Collected data
+ + + + +
PR #873, opened 2024-03-04
feat: create-next-app template with react-web sdk and connectkit

krzysu:
test with:
```
pnpm create next-app -e https://github.com/lens-protocol/lens-sdk/tree/nextjs-template/examples/lens-next-app
```


examples/lens-next-app/src/components/ConnectWalletButton.tsx
```diff
@@ -0,0 +1,12 @@
+import { ConnectKitButton } from "connectkit";
+import { Button } from "./Button";
+
+export const ConnectWalletButton = () => {
```
cesarenaldi, line 4: Let's keep a consistent style on these components definition. It seems NextJS docs favour Function Declarations in their examples over Arrow Function Expressions, I would stick to that style.

examples/lens-next-app/src/app/favicon.ico
cesarenaldi, line 1: nit: we could use lens icon.

examples/lens-next-app/src/components/ConnectWalletButton.tsx
krzysu: true, I missed it, fixed now!

examples/lens-next-app/src/app/favicon.ico
krzysu: done!

PR #882, opened 2024-03-18
fix: client profile metadata request

krzysu:


packages/client/src/submodules/feed/graphql/feed.graphql
```diff
@@ -41,7 +41,7 @@ query Feed(
   $profilePictureTransform: ImageTransform!
   $profileStatsArg: ProfileStatsArg
   $profileStatsCountOpenActionArgs: ProfileStatsCountOpenActionArgs
-  $profileMetadataSource: AppId = null
```
krzysu, line 44: the issue was defaulting to null, and API expects undefined, seems null was still processed as a valid AppId returning always fallback metadata.

krzysu: does it make sense?

krzysu: I tested it with the same scenario as reported, having a profile with metadata, updating it, and requesting the profile again right after the update is indexed, and the issue is fixed with the code change above.

cesarenaldi: I don't doubt it it's like you described it. Odd for the API to make a distinction between `null` and `undefined` as these are often interchangeable in GQL.

PR #886, opened 2024-03-20
chore: react - export missing types

krzysu:


packages/react/src/publication/useNotInterestedToggle.ts
```diff
@@ -37,7 +35,7 @@ export type NotInterestedOperation = UseDeferredTask<void, never, UseNotInterest
  * @category Publications
  * @group Hooks
  */
-export function useNotInterestedToggle(): NotInterestedOperation {
+export function useNotInterestedToggle(): UseDeferredTask<void, never, UseNotInterestedToggleArgs> {
```
cesarenaldi, line 38: No objection per se, just curious about the rationale for removing this alias.

packages/react/src/publication/index.ts
```diff
@@ -19,33 +19,80 @@ export * from './useWhoReactedToPublication';
...
+  ThreeDMetadataV3,
+  ThreeDMetadataV3Asset,
+  TransactionMetadataV3,
   UnknownOpenActionModuleSettings,
   UnknownReferenceModuleSettings,
+  Video,
+  VideoMetadataV3,
+  WhoActedOnPublicationWhere,
+  WhoReactedPublicationWhere,
 } from '@lens-protocol/api-bindings';
```
cesarenaldi, line 96: Good job!

packages/react/src/publication/useNotInterestedToggle.ts
krzysu: I just found them unnecessary, and not consistent with other hooks, it's a breaking change though

cesarenaldi: Understood. I wouldn't worry too much about a breaking change. I think it's very unlikely anybody referenced these types in code.

PR #2794, opened 2024-08-20
landing page: support different MathJax delimeters

anikachurilova:
* closes https://github.com/CERNDocumentServer/cds-rdm/issues/133

Add support for `$` and `\` MathJax delimeters. 

Examples of records that are using different types:
https://repository.cern/records/fp18d-jc149
https://zenodo.org/records/8292839

### DIFF
--- a/invenio_app_rdm/records_ui/templates/semantic-ui/invenio_app_rdm/records/detail.html
+++ b/invenio_app_rdm/records_ui/templates/semantic-ui/invenio_app_rdm/records/detail.html
@@ -407,7 +407,7 @@
 
 {%- block javascript %}
   {% if use_theme_basic_template|default(true) %}
-    {{ super.super() }}
+    {{ super() }}
   {% else %}
     {% include config.THEME_JAVASCRIPT_TEMPLATE %}
   {% endif %}
--- a/invenio_app_rdm/records_ui/templates/semantic-ui/invenio_app_rdm/records/detail.html
+++ b/invenio_app_rdm/records_ui/templates/semantic-ui/invenio_app_rdm/records/detail.html
@@ -406,11 +406,8 @@
 {%- endblock page_body %}
 
 {%- block javascript %}
-  {% if config.THEME_MATHJAX_CDN %}
-    <script type="text/javascript" src="{{ config.THEME_MATHJAX_CDN }}"></script>
-  {% endif %}
   {% if use_theme_basic_template|default(true) %}
-    {{ super() }}
+    {{ super.super() }}
   {% else %}
     {% include config.THEME_JAVASCRIPT_TEMPLATE %}
   {% endif %}
--- a/invenio_app_rdm/theme/templates/semantic-ui/invenio_app_rdm/javascript.html
+++ b/invenio_app_rdm/theme/templates/semantic-ui/invenio_app_rdm/javascript.html
@@ -6,6 +6,18 @@
   Invenio is free software; you can redistribute it and/or modify it
   under the terms of the MIT License; see LICENSE file for more details.
 #}
+{% if config.THEME_MATHJAX_CDN %}
+  <script type="text/javascript">
+    window.MathJax = {
+      tex: {
+        inlineMath: [['$', '$'], ['\\(', '\\)']],
+        processEscapes: true // Allows escaping $ signs if needed
+      }
+    };
+  </script>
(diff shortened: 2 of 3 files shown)


invenio_app_rdm/records_ui/templates/semantic-ui/invenio_app_rdm/records/detail.html
```diff
@@ -407,6 +407,14 @@ <h4>{{ _("Request access") }}</h4>
 
 {%- block javascript %}
   {% if config.THEME_MATHJAX_CDN %}
+    <script type="text/javascript">
```
ntarocco, line 410: move the entire block to `invenio-theme`, but pay attention to the `else` below `include config.THEME_JAVASCRIPT_TEMPLATE`

invenio_app_rdm/theme/templates/semantic-ui/invenio_app_rdm/page.html
```diff
@@ -34,3 +34,6 @@
   {%- endblock page_footer %}
 
 {%- endblock body_inner %}
+{%- block javascript %}
+  {{ super() }}
+{%- endblock javascript %}
```
jrcastro2, line 39: Minor: If we simply call super we can simply remove the block and it would be the same, no?
```suggestion
```

invenio_app_rdm/theme/templates/semantic-ui/invenio_app_rdm/javascript.html
```diff
@@ -6,6 +6,18 @@
...
+    window.MathJax = {
+      tex: {
+        inlineMath: [['$', '$'], ['\\(', '\\)']],
+        processEscapes: true // Allows escaping $ signs if needed
+      }
+    };
+  </script>
+  <script type="text/javascript" src="{{ config.THEME_MATHJAX_CDN }}"></script>
+{% endif %}
+
```
jrcastro2, line 20: Minor: I think this is duplicated, if we are adding it to the base page.html (as done in [this PR](https://github.com/inveniosoftware/invenio-theme/pull/394/files#diff-6b3948d6e559b49f40b74e035d308f26ee3f8d78e7f83c709660098ac90edcd6R118-R130)) it shouldn't be needed here? unless I am missing something

anikachurilova: This piece of code will be called in the `else` of this condition (in reality this is record detail view in the requests): https://github.com/inveniosoftware/invenio-app-rdm/pull/2794/files#diff-d74bd02e8b7c3bedcec8f02daae657ffd97db51aea164a8a80ca5dfc88b39658R412

And the code from base page.html is called from here: https://github.com/inveniosoftware/invenio-app-rdm/pull/2794/files#diff-d74bd02e8b7c3bedcec8f02daae657ffd97db51aea164a8a80ca5dfc88b39658R410

invenio_app_rdm/theme/templates/semantic-ui/invenio_app_rdm/page.html
anikachurilova: Now that in the child component I'm calling `super.super()`, some tests were failing because it couldn't find javascript block in here.

invenio_app_rdm/theme/templates/semantic-ui/invenio_app_rdm/javascript.html
jrcastro2: Hmmm I would expect that if it's already added in `invenio_theme/templates/semantic-ui/invenio_theme/page.html` it's present in all the views as it's the global template we use, unless I am wrong.

I am also suprised about the `super.super()`, I think that this is skipping the parent super and going to the grandfather, see this for reference: https://jinja.palletsprojects.com/en/3.1.x/templates/

I find it a bit confusing to follow this and would expect to have a simpler way to enable it.

I think that adding it to the base global page is correct and from there I would simply call super() if we ever need to override that block. Maybe I am missing something.

ntarocco: We need to review all this IRL, because it is not clear to me why we need it. From a quick look, we always use `THEME_JAVASCRIPT_TEMPLATE`.

jrcastro2 (approved):
Reviewed with @sakshamarora1 LGTU! 🚀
+ + + + +
## [What is being asked]
The answer should be a number alone: the count of lines in the records that hold the word "opened".

## [Exercise response]
4